:: Task to carry out ::
Send every record back word for word.

:: Information ::
PR #934, opened 2022-12-08
Fix 2.1 broken compressed cache

changweige:
From my test, the compressed local blob cache can no longer work on branch v2.1. This PR fixes the feature and tries to improve runtime efficiency a bit.


imeoer (approved):

changweige:
Please merge this after v2.1.2 is released, it is not ready to get into v2.1.2

PR #953, opened 2022-12-11
Misc code cleanup

jiangliu:
Misc code cleanup

### DIFF
--- a/src/bin/nydus-image/core/feature.rs
+++ b/src/bin/nydus-image/core/feature.rs
@@ -44,7 +44,7 @@ impl TryFrom<&str> for Feature {
 
     fn try_from(f: &str) -> std::result::Result<Self, Self::Error> {
         match f {
-            "blob_toc" => Ok(Self::BlobToc),
+            "blob-toc" => Ok(Self::BlobToc),
             _ => bail!(
                 "{} `{}`, please try upgrading to the latest nydus-image",
                 ERR_UNSUPPORTED_FEATURE,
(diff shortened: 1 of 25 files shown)


storage/src/meta/toc.rs
```diff
@@ -335,56 +333,54 @@ impl TocEntryList {
...
         if entry_type != EntryType::Regular {
-            return Err(anyhow!("Tar entry type for ToC is not a regular file"));
+            return Err(eother!("Tar entry type for ToC is not a regular file"));
         }
         let entry_size = header
             .entry_size()
-            .map_err(|_| anyhow!("failed to get entry size from tar header"))?;
+            .map_err(|_| eother!("failed to get entry size from tar header"))?;
         if entry_size != size as u64 {
-            return Err(anyhow!(
```
changweige, line 370: Why not use `anyhow`

src/bin/nydus-image/core/feature.rs
```diff
@@ -45,6 +45,7 @@ impl TryFrom<&str> for Feature {
     fn try_from(f: &str) -> std::result::Result<Self, Self::Error> {
         match f {
             "blob_toc" => Ok(Self::BlobToc),
```
imeoer, line 47: Snapshotter converter has changed to `blob-toc`, we can remove it safely.

storage/src/meta/toc.rs
imeoer: It seems the `anyhow` crate only be introduced in `nydus-image`.

src/bin/nydus-image/core/feature.rs
imeoer: @jiangliu It seems the `blob_toc` still be checked in `src/bin/nydus-image/main.rs`.

jiangliu: Fixed by changing to "blob-toc".

PR #960, opened 2022-12-14
storage: use async runtime to download blobs meta info

changweige:
For a image with 100 layers and 1000 nodes in K8s cluster, 100 thousands requests are poured into registry and object storage system. The pressure is too high. So use existing tokio runtime with limited threads to download those blob metas

### DIFF
--- a/storage/src/cache/fscache/mod.rs
+++ b/storage/src/cache/fscache/mod.rs
@@ -237,6 +237,7 @@ impl FileCacheEntry {
                 blob_file_path,
                 blob_info.clone(),
                 Some(rafs_blob_reader),
+                None,
                 true,
             )?
         } else {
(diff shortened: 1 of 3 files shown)


storage/src/cache/fscache/mod.rs
```diff
@@ -237,6 +237,7 @@ impl FileCacheEntry {
                 blob_file_path,
                 blob_info.clone(),
                 Some(rafs_blob_reader),
+                None,
```
imeoer, line 240: Why pass `None` here?

changweige: Seems fscache needs to download blob metas synchronously

imeoer: Ok, it seems implemented in `init_blobcache`, maybe we can also migrate to async runtime later.

imeoer (approved):

PR #961, opened 2022-12-15
rafs: fix overflow panic of rafs v6 lookup

mofishzz:
The directory for v6 is stored in the following way： ...name1name2
The first subdirectory we got here is ".".

When looking for some file whose ascii value is less than "." like "*", we need to move forward to the block index -1. This caused uszie's index "pirvot" to attempt to subtract with overflow and then panic.

Fixes: 50ca1a1 ("rafs: optimize entry search in rafs v6")
Signed-off-by: Huang Jianan <jnhuang@linux.alibaba.com>


changweige (approved):
Looks good

PR #965, opened 2022-12-18
Add more methods to handle ToC

jiangliu:
Add more methods to handle ToC

### DIFF
--- a/storage/src/meta/toc.rs
+++ b/storage/src/meta/toc.rs
@@ -425,7 +425,7 @@ impl TocEntryList {
 
     fn parse(buf: &[u8], size: usize, location: &TocLocation) -> Result<Self> {
         if location.validate_digest {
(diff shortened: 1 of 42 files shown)


storage/src/meta/toc.rs
```diff
@@ -397,17 +476,138 @@ impl TocEntryList {
...
+                let p = path
+                    .as_ref()
+                    .to_path_buf()
+                    .with_extension("toc_downloading");
+                let mut file = OpenOptions::new()
+                    .create(true)
+                    .write(true)
+                    .truncate(true)
+                    .open(p.as_path())?;
+                bootstrap.extract_from_reader(reader.clone(), &mut file)?;
```
imeoer, line 514: Is the file leak if failed here?

jiangliu: fixed

PR #966, opened 2022-12-19
nydusify: some minor fixups

imeoer:
- nydusify: fix panic if only --target be specified
- nydusify: fix a http fallback case for build cache


bergwolf (approved):
lgtm!

PR #970, opened 2022-12-21
nydusify: refactor with converter package

imeoer:
```
Refactor converter workflow using the converter package in
acceld project:

https://github.com/goharbor/acceleration-service/pull/84

This allows nydusify to reuse acceld/snapshotter codes and
to convert layers concurrently, as well as to support the
zran conversion later.

This patch causes nydusify to rely on the containerd daemon
service, we will remove this restriction in the next commit.
```


liubogithub (commented):
why do we copy containerd.fetch() and containerd.pull()?

liubogithub (approved):

imeoer:
> why do we copy containerd.fetch() and containerd.pull()?

The part of codes is not exported, so we must port it.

:: Answer ::
PR #934, opened 2022-12-08
Fix 2.1 broken compressed cache

changweige:
From my test, the compressed local blob cache can no longer work on branch v2.1. This PR fixes the feature and tries to improve runtime efficiency a bit.


imeoer (approved):

changweige:
Please merge this after v2.1.2 is released, it is not ready to get into v2.1.2

PR #953, opened 2022-12-11
Misc code cleanup

jiangliu:
Misc code cleanup

### DIFF
--- a/src/bin/nydus-image/core/feature.rs
+++ b/src/bin/nydus-image/core/feature.rs
@@ -44,7 +44,7 @@ impl TryFrom<&str> for Feature {
 
     fn try_from(f: &str) -> std::result::Result<Self, Self::Error> {
         match f {
-            "blob_toc" => Ok(Self::BlobToc),
+            "blob-toc" => Ok(Self::BlobToc),
             _ => bail!(
                 "{} `{}`, please try upgrading to the latest nydus-image",
                 ERR_UNSUPPORTED_FEATURE,
(diff shortened: 1 of 25 files shown)


storage/src/meta/toc.rs
```diff
@@ -335,56 +333,54 @@ impl TocEntryList {
...
         if entry_type != EntryType::Regular {
-            return Err(anyhow!("Tar entry type for ToC is not a regular file"));
+            return Err(eother!("Tar entry type for ToC is not a regular file"));
         }
         let entry_size = header
             .entry_size()
-            .map_err(|_| anyhow!("failed to get entry size from tar header"))?;
+            .map_err(|_| eother!("failed to get entry size from tar header"))?;
         if entry_size != size as u64 {
-            return Err(anyhow!(
```
changweige, line 370: Why not use `anyhow`

src/bin/nydus-image/core/feature.rs
```diff
@@ -45,6 +45,7 @@ impl TryFrom<&str> for Feature {
     fn try_from(f: &str) -> std::result::Result<Self, Self::Error> {
         match f {
             "blob_toc" => Ok(Self::BlobToc),
```
imeoer, line 47: Snapshotter converter has changed to `blob-toc`, we can remove it safely.

storage/src/meta/toc.rs
imeoer: It seems the `anyhow` crate only be introduced in `nydus-image`.

src/bin/nydus-image/core/feature.rs
imeoer: @jiangliu It seems the `blob_toc` still be checked in `src/bin/nydus-image/main.rs`.

jiangliu: Fixed by changing to "blob-toc".

PR #960, opened 2022-12-14
storage: use async runtime to download blobs meta info

changweige:
For a image with 100 layers and 1000 nodes in K8s cluster, 100 thousands requests are poured into registry and object storage system. The pressure is too high. So use existing tokio runtime with limited threads to download those blob metas

### DIFF
--- a/storage/src/cache/fscache/mod.rs
+++ b/storage/src/cache/fscache/mod.rs
@@ -237,6 +237,7 @@ impl FileCacheEntry {
                 blob_file_path,
                 blob_info.clone(),
                 Some(rafs_blob_reader),
+                None,
                 true,
             )?
         } else {
(diff shortened: 1 of 3 files shown)


storage/src/cache/fscache/mod.rs
```diff
@@ -237,6 +237,7 @@ impl FileCacheEntry {
                 blob_file_path,
                 blob_info.clone(),
                 Some(rafs_blob_reader),
+                None,
```
imeoer, line 240: Why pass `None` here?

changweige: Seems fscache needs to download blob metas synchronously

imeoer: Ok, it seems implemented in `init_blobcache`, maybe we can also migrate to async runtime later.

imeoer (approved):

PR #961, opened 2022-12-15
rafs: fix overflow panic of rafs v6 lookup

mofishzz:
The directory for v6 is stored in the following way： ...name1name2
The first subdirectory we got here is ".".

When looking for some file whose ascii value is less than "." like "*", we need to move forward to the block index -1. This caused uszie's index "pirvot" to attempt to subtract with overflow and then panic.

Fixes: 50ca1a1 ("rafs: optimize entry search in rafs v6")
Signed-off-by: Huang Jianan <jnhuang@linux.alibaba.com>


changweige (approved):
Looks good

PR #965, opened 2022-12-18
Add more methods to handle ToC

jiangliu:
Add more methods to handle ToC

### DIFF
--- a/storage/src/meta/toc.rs
+++ b/storage/src/meta/toc.rs
@@ -425,7 +425,7 @@ impl TocEntryList {
 
     fn parse(buf: &[u8], size: usize, location: &TocLocation) -> Result<Self> {
         if location.validate_digest {
(diff shortened: 1 of 42 files shown)


storage/src/meta/toc.rs
```diff
@@ -397,17 +476,138 @@ impl TocEntryList {
...
+                let p = path
+                    .as_ref()
+                    .to_path_buf()
+                    .with_extension("toc_downloading");
+                let mut file = OpenOptions::new()
+                    .create(true)
+                    .write(true)
+                    .truncate(true)
+                    .open(p.as_path())?;
+                bootstrap.extract_from_reader(reader.clone(), &mut file)?;
```
imeoer, line 514: Is the file leak if failed here?

jiangliu: fixed

PR #966, opened 2022-12-19
nydusify: some minor fixups

imeoer:
- nydusify: fix panic if only --target be specified
- nydusify: fix a http fallback case for build cache


bergwolf (approved):
lgtm!

PR #970, opened 2022-12-21
nydusify: refactor with converter package

imeoer:
```
Refactor converter workflow using the converter package in
acceld project:

https://github.com/goharbor/acceleration-service/pull/84

This allows nydusify to reuse acceld/snapshotter codes and
to convert layers concurrently, as well as to support the
zran conversion later.

This patch causes nydusify to rely on the containerd daemon
service, we will remove this restriction in the next commit.
```


liubogithub (commented):
why do we copy containerd.fetch() and containerd.pull()?

liubogithub (approved):

imeoer:
> why do we copy containerd.fetch() and containerd.pull()?

The part of codes is not exported, so we must port it.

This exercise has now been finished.